Vor genau 25 Jahren schrieb Dr. Gustav Sichelschmidt ein Buch mit dem Titel "Verblöden die Deutschen?" Damals interpretierte er den allgemeinen Niveauabstieg noch als Folge des westdeutschen Reichtums. Heute ist er davon überzeugt, daß es sich dabei um eine von außen gezielt betriebene Vernichtungsstrategie anti-deutscher One-World-Kräfte handelt, mit der die zweite deutsche Republik in eine kulturell-wissenschaftliche Zweitrangigkeit und unüberbietbare moralische Verkommenheit gestürzt wurde. In seinem neuesten Buch untersucht er die Frage der systematischen Verdummung unter völlig neuem Blickwinkel und kommt zu dem Ergebnis: Durch gezielte Verblödung werden wir ein unterentwickeltes Land mit totalitären Tendenzen.

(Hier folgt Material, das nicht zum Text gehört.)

PR #121, opened 2016-03-04
Added uint32 and uint64 decoders

utrack:
There are `uint32` and `uint64` encoders, but no decoder.
While there's no distinct `uint`-like type in the Postgres, this decoder would do the 'best-effort' conversion and work right for the majority of cases (except negative values ofc, but I guess it's safe to assume that the user knows what he's doing if he plays with `uint`).

### DIFF
--- a/values.go
+++ b/values.go
@@ -687,25 +687,35 @@ func Decode(vr *ValueReader, d interface{}) error {
 	case *int32:
 		*v = decodeInt4(vr)
 	case *uint32:
+		var valInt int32
 		switch vr.Type().DataType {
 		case Int2Oid:
-			*v = uint32(decodeInt2(vr))
+			valInt = int32(decodeInt2(vr))
 		case Int4Oid:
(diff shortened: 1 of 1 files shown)


jackc:
Given that we are already handling auto-converting any Go int type to any PostgreSQL int type, I think that doing the same for decoding seems like a reasonable idea. That said, I don't think it is fair to allow the possibility of silent data loss. The existing encode path checks to see if there would be data loss in the conversion and returns an error. I think we need to do the same for decoding.

utrack:
@jackc Good point! Could you show me what error gets returned if there's data loss (if there's any standard one) so I could use it with `uint` as well?

jackc:
At the moment it is just a `fmt.Errorf`. See https://github.com/jackc/pgx/blob/master/values.go#L943 for example.

utrack:
@jackc Thanks! Checks enabled.

jackc:
Thanks!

Lesermeinungen (Wiedergabe von Amazon.de, s.u.): Durchschnittliche Gesamt-Bewertung: 3.5 von 5.00 Punkten (Insgesamt 6 Bewertungen)
Nur ein Zitat dazu 5 von 5 Punkten "Die Demokratie ist nur der Zug, auf den wir aufsteigen, bis wir am Ziel sind. Die Moscheen sind unsere Kasernen, die Minarette unsere Bajonette, die Kuppeln unsere Helme und die Gläubigen unsere Soldaten."
Das stammt von keinem geringeren als dem türkischen Präsidenten Tayyip Erdogan.
Insofern sit das Buch absolut lesenswert. Kein brauner Abklatsch, sondern regt zum Nachdenken an.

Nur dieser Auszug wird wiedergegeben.